Given the promising potential to relieve the social and economic burden of GDM, comprehensive and high-quality clinical research with adequate power to identify evidence-based preventive strategies is urgently warranted. Therefore, we present a multicentre, open-label and parallel-group randomised study protocol to explore whether an individualised nutritional intervention can effectively reduce the prevalence of GDM in pregnant women who have been identified by a prediction model in the first trimester to be at high risk for the disease.
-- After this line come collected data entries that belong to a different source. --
PR #1878, opened 2023-11-07
[terra-data=grid] Resize handle communication fix

cm9361:
### Summary

**What was changed:**
The resize handle was updated so that its ARIA label was not communicated when a non-header cell is focused.

**Why it was changed:**
The resize handle was being communicated when a non-header cell was focused.

### Testing

This change was tested using:

- [ ] WDIO
- [X] Jest
- [ ] No tests are needed

### Reviews

- [ ] UX review
- [X] Accessibility review
- [X] Functional review

### Additional Details
N/A

**This PR resolves:**

UXPLATFORM-9803 

---

@cerner/terra


adoroshk (approved):

packages/terra-data-grid/src/subcomponents/ColumnResizeHandle.jsx
sdadn, line 1: Now that #1851 is merged, I think these changes should be done on the table subcomponents.

chrismichalewicz:
@cm9361  I tested this both for Functional and A11y, since the issue requires JAWS to test, with the scope strictly to just the issue you are addressing. 

Tested with Edge + JAWS

Keyboard navigation:
Navigated the column headers with arrow keys,
•	Resize handles only were communicated when they have focus
•	Column headers when in focus communicated without mention of the resize handle
•	Navigating to a non-header cell is communicated appropriately
 
Mouse:
•	Unable to recreate the issue, selecting a non header cell does not communicate the resize handle as it previously was. 
•	Noticed with a mouse that the new column widths aren't communicated, but this is also occuring on the Prod doc site so is not related to this work.  Will follow up outside this PR on this issue. 

cc: @mjpalazzo

sdadn (approved):

PR #1882, opened 2023-11-08
[flowsheet-data-grid] Hide columns headers

sdadn:
### Summary

This PR hides the column headers in the flowsheet-data-grid to meet functional requirements.

### Testing

This change was tested using:

- [x] WDIO
- [ ] Jest
- [ ] No tests are needed

### Reviews

- [ ] UX review
- [ ] Accessibility review
- [ ] Functional review

### Additional Details

**This PR resolves:**

UXPLATFORM-9771 

---

@cerner/terra


packages/terra-data-grid/src/FlowsheetDataGrid.jsx
```diff
@@ -295,6 +295,7 @@ function FlowsheetDataGrid(props) {
         onCellSelect={handleCellSelection}
         onClearSelection={handleClearSelectedCells}
         onCellRangeSelect={handleCellRangeSelection}
+        hasColumnHeaders={false}
```
cm9361, line 298: The Flowsheet should have column headers by default.  The prop should be able to be set by consumers.

sdadn: Oh I misunderstood the requirements then. I'll change it.

chrismichalewicz:
@sdadn  Based on Charles's comment, and your response, looks like you are addressing this. But from a documentation/examples perspective I think we should have a specific example without column headers and then keep the others to have headers.

packages/terra-data-grid/CHANGELOG.md
```diff
@@ -10,6 +10,9 @@
 * Added
   * Added ability to select a range of cells to FlowsheetDataGrid.
 
+* Changed
+  * Updated FlowsheetDataGrid to no longer have column headers.
```
cm9361, line 14: I think this will now go under the Added section.  Also, you are allowing the column headers to be hidden.  However, it is still possible.  Maybe this update was missed based on your other updates in the PR.

packages/terra-framework-docs/src/terra-dev-site/test/data-grid/flowsheet-data-grid/ColumnHeadersHidden.jsx
```diff
@@ -0,0 +1,134 @@
...
+      ariaLabel="Flowsheet Data Grid"
+      onCellSelect={onCellSelect}
+      onClearSelectedCells={onClearSelectedCells}
+      onCellRangeSelect={onCellRangeSelect}
+      hasColumnHeaders={false}
+    />
+    );
+};
+
+export default DefaultFlowsheetDataGrid;
```
cm9361, line 134: The default example would not have the headers hidden, correct?

packages/terra-framework-docs/src/terra-dev-site/test/data-grid/flowsheet-data-grid/ColumnHeadersHidden.jsx
```diff
@@ -0,0 +1,134 @@
+import React, { useState, useCallback } from 'react';
+import { FlowsheetDataGrid } from 'terra-data-grid';
+
+const DefaultFlowsheetDataGrid = () => {
```
cm9361, line 4: I believe this should be ColumnHeadersHidden instead of DefaultFlowsheetDataGrid.

sdadn:
@eawww , @chrismichalewicz  I added the no header example, so it should now be ready for review.

chrismichalewicz:
> @eawww , @chrismichalewicz I added the no header example, so it should now be ready for review.
@sdadn  Did you update the right example?  
The "Columns Header Hidden" example is showing headers, it looks like the "No Results Cell" might have been updated by mistake as it shows with no headers.  

Also can "Columns Header Hidden" be updated to "Column Headers Hidden"?

packages/terra-framework-docs/src/terra-dev-site/doc/data-grid/FlowsheetDataGrid.4/Examples.6/ColumnHeadersHidden.jsx
```diff
@@ -0,0 +1,134 @@
+import React, { useState, useCallback } from 'react';
+import { FlowsheetDataGrid } from 'terra-data-grid';
+
+const DefaultFlowsheetDataGrid = () => {
```
cm9361, line 4: Shouldn't this be ColumnHeadersHidden instead of DefaultFlowsheetDataGrid?

sdadn:
@chrismichalewicz thanks for pointing that out, I duplicated the files and updated the wrong one 🤦‍♂️. It should be fixed now.

packages/terra-framework-docs/src/terra-dev-site/doc/data-grid/FlowsheetDataGrid.4/Examples.6/ColumnHeadersHidden.jsx
sdadn: Fixed with 4e96fbb

cm9361 (approved):

packages/terra-data-grid/src/DataGrid.jsx
```diff
@@ -126,6 +126,11 @@ const propTypes = {
    * rendered to allow for row selection to occur.
    */
   hasSelectableRows: PropTypes.bool,
+
+  /**
+   * Boolean indicating whether or not the DataGrid should hide the column headers.
+   */
+  hasColumnHeaders: PropTypes.bool,
```
eawww, line 133: It has column headers. They're just invisible 🫥
```suggestion
  hasVisibleColumnHeaders: PropTypes.bool,
```

packages/terra-framework-docs/src/terra-dev-site/doc/data-grid/FlowsheetDataGrid.4/Examples.6/ColumnHeadersHidden.4.doc.mdx
```diff
@@ -0,0 +1,6 @@
+import ColumnHeadersHidden from './ColumnHeadersHidden?dev-site-example';
+
```
eawww, line 2: This should include a description of what this prop is used for and make sure consumers know they still have to provide column header labels, render their own column headers at the same widths as the columns, and ensure the two match.

The example itself should include that as well and there should be mention of it in the prop description.

packages/terra-framework-docs/src/terra-dev-site/doc/data-grid/FlowsheetDataGrid.4/Examples.6/ColumnHeadersHidden.jsx
```diff
@@ -0,0 +1,134 @@
+import React, { useState, useCallback } from 'react';
+import { FlowsheetDataGrid } from 'terra-data-grid';
+
+const ColumnHeadersHidden = () => {
+  const gridDataJSON = {
+    cols: [
+      { id: 'Column-0', displayName: 'Vitals', isSelectable: false },
```
eawww, line 7: Column headers shouldn't be selectable when hidden.
That could be done here by setting isSelectable to false on all the headers, but it would be better if it were a hard constraint of the component.

eawww (commented):
Functionally, it's great! 

Some documentation requests though.

packages/terra-framework-docs/src/terra-dev-site/doc/data-grid/FlowsheetDataGrid.4/Examples.6/ColumnHeadersHidden.jsx
chrismichalewicz: Agreed, in testing the example when in the first cell has focus I can up arrow once, right arrow, and then down arrow and the focus is in the cell to the right (however many time I hit the right arrow) I wouldn't expect you'd be able to navigate to and through them.

chrismichalewicz:
@sdadn  Not sure if it's related to the isSelectable observation @eawww  made but in testing with JAWS in Edge the column headers are also being communicated when tabbing into the table.

sdadn:
> @sdadn Not sure if it's related to the isSelectable observation @eawww made but in testing with JAWS in Edge the column headers are also being communicated when tabbing into the table.

@chrismichalewicz I believe that is intended because the implementation to hide column headers only makes them invisible but doesn't remove them from the DOM completely. @cm9361 / @eawww can correct me if I'm wrong.

chrismichalewicz:
> > @sdadn Not sure if it's related to the isSelectable observation @eawww made but in testing with JAWS in Edge the column headers are also being communicated when tabbing into the table.
> 
> @chrismichalewicz I believe that is intended because the implementation to hide column headers only makes them invisible but doesn't remove them from the DOM completely. @cm9361 / @eawww can correct me if I'm wrong.

We discussed this and this is working as expected so there are no updates needed for this specific comment. +1

packages/terra-framework-docs/src/terra-dev-site/doc/data-grid/FlowsheetDataGrid.4/Examples.6/ColumnHeadersHidden.jsx
sdadn: Fixed here: 3dfb79bf7ca0dbd76593a7dcd3cea5889a98b113

packages/terra-data-grid/src/DataGrid.jsx
```diff
@@ -376,6 +385,7 @@ const DataGrid = injectIntl((props) => {
     const key = event.keyCode;
     switch (key) {
       case KeyCode.KEY_UP:
+        if (!hasVisibleColumnHeaders && nextRow - 1 === 0) break;
```
cm9361, line 388: I would think you could move this logic to this block of code
    if (nextCol < 0 || nextRow < 0) {
      event.preventDefault(); // prevent the page from moving with the arrow keys.
      return;
    }

Your current implementation does not account for preventing the default behavior so that the page does not scroll.  The basis of that logic is already lower in the file and checking for the top boundary.  You would just have to modify the condition to also handle the hidden column header use case.

packages/terra-framework-docs/src/terra-dev-site/doc/data-grid/FlowsheetDataGrid.4/Examples.6/ColumnHeadersHidden.4.doc.mdx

Previous studies have built various risk evaluation models for GDM taking different clinical risk factors into consideration; however, these models lack external validation or applicability for clinical practice [
22‐
24]. Prior to the design of this study, we developed a novel logistic regression prediction model via advanced machine learning, the establishment details of which have been published previously [
25]. The model selected 7 out of 73 clinical indicators: age, blood triglyceride level, fasting blood glucose and HbA1c levels in early pregnancy, family history of diabetes in first-degree relatives, multiple pregnancy and previous history of GDM. These indicators were considered to be sensitive predictors of GDM as early as the initiation of pregnancy in previous studies [
22‐
24,
26‐
30]. With a solid theoretical foundation, this pragmatic trial will provide reliable clinical evidence of the efficacy of an individualised nutritional intervention to prevent GDM among high-risk populations.